Everyone also knows that CO2 emissions are the major cause of global climate change, that climate change poses a clear and present danger to our planet, and that the U.S. contributes a huge share of global emissions. Up to now, our country has done approximately nothing to curb CO2 emissions. A stiff tax would make a world of difference."
"When the savings of new, more energy efficient technologies exceed the costs of adopting those technologies, markets have the incentive to adopt them. Indeed the difference between the savings and the costs is the measure of the increased value the economy generates. But it is the voluntary participants in these market transactions that best know the full spectrum of the costs and benefits that matter most to them. While engineers, accountants, technicians, and others might help to inform consumers and producers, no number of green eyeshades, calculators, and lab equipment can substitute for a consumer’s or firm owner’s own determination of value.
In other words, policies mandating energy technologies that markets resist will reduce national income and slow the economic growth that generates good new jobs."
"In addition, it does not matter how an economy’s scarce resources are diverted from their most valued uses. Whether by a cap-and-trade law, or regulatory policy, or by subsidies, when consumers or producers are forced to use or pay for expensive or less suitable energy sources or technologies, the value of their production and consumption drops."

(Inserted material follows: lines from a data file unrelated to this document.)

PR #7773, opened 2025-08-19
add theme value table

britt6612:
#### What does this PR do?
Adds theme objects for the table component.
table.js

yes
yes
backwards compatible

### DIFF
--- a/src/js/components/Table/StyledTable.js
+++ b/src/js/components/Table/StyledTable.js
@@ -67,7 +67,14 @@ const StyledTableCell = styled.td.withConfig(styledComponentsConfig)`
 const StyledTableDataCaption = styled.caption.withConfig(
   styledComponentsConfig,
 )`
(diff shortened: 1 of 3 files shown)


src/js/components/Table/StyledTable.js
```diff
@@ -67,7 +67,14 @@ const StyledTableCell = styled.td.withConfig(styledComponentsConfig)`
 const StyledTableDataCaption = styled.caption.withConfig(
   styledComponentsConfig,
 )`
-  margin-bottom: ${(props) => props.theme.global.edgeSize.xxsmall};
+  ${(props) =>
+    edgeStyle(
+      'margin',
+      props.theme.table.caption.margin,
+      props.responsive,
```
jcfilben: I wonder if we should not include `props.responsive` since we don't document this as an available option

"A popular misconception encouraged by many in the debate over the cap-and-trade bills, such as Waxman–Markey, was that restricting access to affordable fossil fuels leads to even greater economic activity as markets adapt to the new, artificial constraints. Such a conclusion implies that the new substitutes, whether they be products or processes, are so superior and/or so much cheaper in comparison to the old technology that consumers and producers find the benefits exceed the costs. However, it is exactly this sort of better substitute that markets are constantly striving to find."

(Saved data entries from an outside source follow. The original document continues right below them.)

PR #7775, opened 2025-08-20
Add `theme.spinner.responsive`

taysea:
#### What does this PR do?

In HPE theme, we don't want Spinner to drop down its border thickness at small breakpoints. Previously, "medium" border for desktop and mobile was the same. With t-shirt size adjustments, this isn't the case.
 
### DIFF
--- a/src/js/themes/base.d.ts
+++ b/src/js/themes/base.d.ts
@@ -1942,6 +1942,7 @@ export interface ThemeType {
       | { color?: ColorType }
       | { size?: 'xsmall' | 'small' | 'medium' | 'large' | 'xlarge' | string };
     icon?: React.ReactNode | Icon;
+    responsive?: true;
     size?: {
       xsmall?: string;
       small?: string;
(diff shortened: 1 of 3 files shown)


britt6612 (approved):

src/js/themes/base.d.ts
```diff
@@ -1942,6 +1942,7 @@ export interface ThemeType {
       | { color?: ColorType }
       | { size?: 'xsmall' | 'small' | 'medium' | 'large' | 'xlarge' | string };
     icon?: React.ReactNode | Icon;
+    responsive?: true;
```
jcfilben: Should the type be a boolean?
```suggestion
    responsive?: boolean;
```

britt6612: good catch ☝️

taysea: whoops yes

britt6612 (approved):

PR #7777, opened 2025-08-21
add table cell theme object

britt6612:
#### What does this PR do?
Adds theme objects for the table cell component.
tablecell.js

yes
yes
backwards compatible

### DIFF
--- a/src/js/components/TableCell/TableCell.js
+++ b/src/js/components/TableCell/TableCell.js
@@ -111,7 +111,7 @@ const TableCell = forwardRef(
 
             // height must match cell height otherwise table will apply some
             // margin around the cell content
-            const borderSizeKey = theme.table.cell?.border?.size;
+            const borderSizeKey = theme.table?.[tableContext]?.border?.size;
             const borderSizeValue =
               theme.global.borderSize[borderSizeKey] || borderSizeKey;
             const borderSizeNum = parseInt(borderSizeValue, 10);


src/js/components/TableCell/TableCell.js
```diff
@@ -111,10 +111,15 @@ const TableCell = forwardRef(
 
             // height must match cell height otherwise table will apply some
             // margin around the cell content
+            const borderSizeKey = theme.table.cell?.border?.size;
```
taysea: Should we have this key off of `tableContext` -- which can be `header`, `body`, or `footer` (I think?)
```suggestion
            const borderSizeKey = theme.table?.[tableContext]?.border?.size;
```

taysea: Also seems like we've lost whatever logic for the first part of the condition of `border || theme.table[tableContext].border` -- what is `border`? A prop? Seems like we should make sure to still account for it.

britt6612: ah good thinking `tableContext` didnt realize we had that.

britt6612: @taysea 
yes `border` is a prop
```
const TableCell = forwardRef(
  (
    {
      align,
      'aria-disabled': ariaDisabled,
      background,
      border,
      children,
      className, // so StyledDataTableCell is applied to td/th
      colSpan,
      onResize, // for DataTable
      onWidth,
      pad,
      plain,
      rowSpan,
      scope,
      size,
      verticalAlign,
      property, // for DataTable
      ...rest
    },
    ref,
  ) => {

```

the `border` is still there though so not sure what you mean?

```

            container.style.height = `${Math.max(
              cellRect.height -
                (border || theme.table[tableContext].border
                  ? borderSizeNum
                  : 0),
              0,
            )}px`;
```

also there is already a theme a border for the header and footer

```
     header: {
        align: 'start',
        border: 'bottom',
        // verticalAlign: undefined,
        // background: undefined,
        // extend: undefined,
      },
      body: {
        align: 'start',
        // background: undefined,
        // border: undefined,
        // extend: undefined,
      },
      // row: {
      //   hover: {
      //     background: undefined,
      //     color: undefined,
      //   },
      // },
      footer: {
        align: 'start',
        border: 'top',
        // verticalAlign: undefined,
        // background: undefined,
        // extend: undefined,
      },
    },
```

britt6612:
going to close since users using hpe theme should not hit this block of code

PR #7781, opened 2025-08-28
Add `theme.tag.hover` support

taysea:
#### What does this PR do?

Add theme support for `theme.tag.hover` (background and border) when `onClick` is applied.

There have been some design discussions around potential Tag style changes for HPE theme. This won't be part of the initial landmark release, but might be a modification in future once more discussion has been had.

So while nothing has been "settled", I wanted to make sure Grommet was in a place to support the style updates if needed (and not require a peerDependency bump again in the theme).

Included a storybook example with the potential desired styles.

https://github.com/user-attachments/assets/0fed83ca-e98c-4a0e-b0cb-21cd921bdffe

Yes.

Yes.

Yes, backwards compatible.

### DIFF
--- a/src/js/components/Tag/StyledTag.js
+++ b/src/js/components/Tag/StyledTag.js
@@ -1,12 +1,26 @@
 import styled from 'styled-components';
 
-import { borderStyle, roundStyle } from '../../utils';
+import { backgroundStyle, borderStyle, roundStyle } from '../../utils';
 
 import { Button } from '../Button';
 
 export const StyledTagButton = styled(Button)`
+  ${(props) =>
+    props.background && backgroundStyle(props.background, props.theme)}
   ${(props) => props.border && borderStyle(props.border, true, props.theme)}
   ${(props) => props.round && roundStyle(props.round, true, props.theme)}
+  &:hover {
+    ${(props) =>
+      props.background &&
+      props.onClick &&
+      props.theme?.tag?.hover?.background &&
+      backgroundStyle(props.theme.tag.hover.background, props.theme)}
+    ${(props) =>
+      props.border &&
+      props.onClick &&
+      props.theme?.tag?.hover?.border &&
+      borderStyle(props.theme.tag.hover.border, props.theme)}
+  }
 `;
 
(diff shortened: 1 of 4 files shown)


src/js/components/Tag/stories/OnClick.stories.js
```diff
@@ -1,14 +1,32 @@
 import React from 'react';
 
-import { Box, Tag } from 'grommet';
+import { Box, Tag, Grommet } from 'grommet';
+import { hpe } from 'grommet-theme-hpe';
+import { deepMerge } from '../../../utils';
+
+const customTheme = deepMerge(hpe, {
```
taysea: Revert before merging.

src/js/components/Tag/StyledTag.js
```diff
@@ -1,12 +1,26 @@
 import styled from 'styled-components';
 
-import { borderStyle, roundStyle } from '../../utils';
+import { backgroundStyle, borderStyle, roundStyle } from '../../utils';
 
 import { Button } from '../Button';
 
 export const StyledTagButton = styled(Button)`
+  ${(props) =>
+    props.background && backgroundStyle(props.background, props.theme)}
```
jcfilben, line 9: Do we need this so that the hover style doesn't get overridden by button styles?

taysea: Instead, it's because that button is a `plain` button (via prop and passing children). So no button styles come through. So if we want to add any styling, it needs to be here.

jcfilben: Gotcha, thanks for the explanation

src/js/components/Tag/stories/OnClick.stories.js
jcfilben, line 1: Just need to revert this then I'll merge

britt6612: @jcfilben the story has been reverted

jcfilben: Thanks @britt6612!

"In common with many other environmental problems, human-induced climate change is at its most basic level an externality. Those who produce greenhouse-gas emissions are bringing about climate change, thereby imposing costs on the world and on future generations, but they do not face directly, neither via markets nor in other ways, the full consequences of the costs of their actions.
Much economic activity involves the emission of greenhouse gases (GHGs). As GHGs accumulate in the atmosphere, temperatures increase, and the climatic changes that result impose costs (and some benefits) on society. However, the full costs of GHG emissions, in terms of climate change, are not immediately – indeed they are unlikely ever to be – borne by the emitter, so they face little or no economic incentive to reduce emissions. Similarly, emitters do not have to compensate those who lose out because of climate change. ... In this sense, human-induced climate change is an externality, one that is not ‘corrected’ through any institution or market, ... unless policy intervenes."
"According to calculations by Lombard Street Research in the UK, any global treaty that would stabilise the climate at today's temperatures would cost a total of £8 trillion--45% of the world's current annual economic output, causing permanent economic depression.
Economic growth is an absolute pre-requisite for improved health. One study has shown that if economic growth in the developing world had been a mere 1.5% higher in the 1980s, at least 500,000 child deaths could have been prevented.
This is because much of the disease burden in developing countries is a direct result of poverty. Diarrhoea, chest infections from burning wood and dung indoors, water-borne infections and malnutrition are the biggest killers of children, killing millions regardless of any changes in the climate."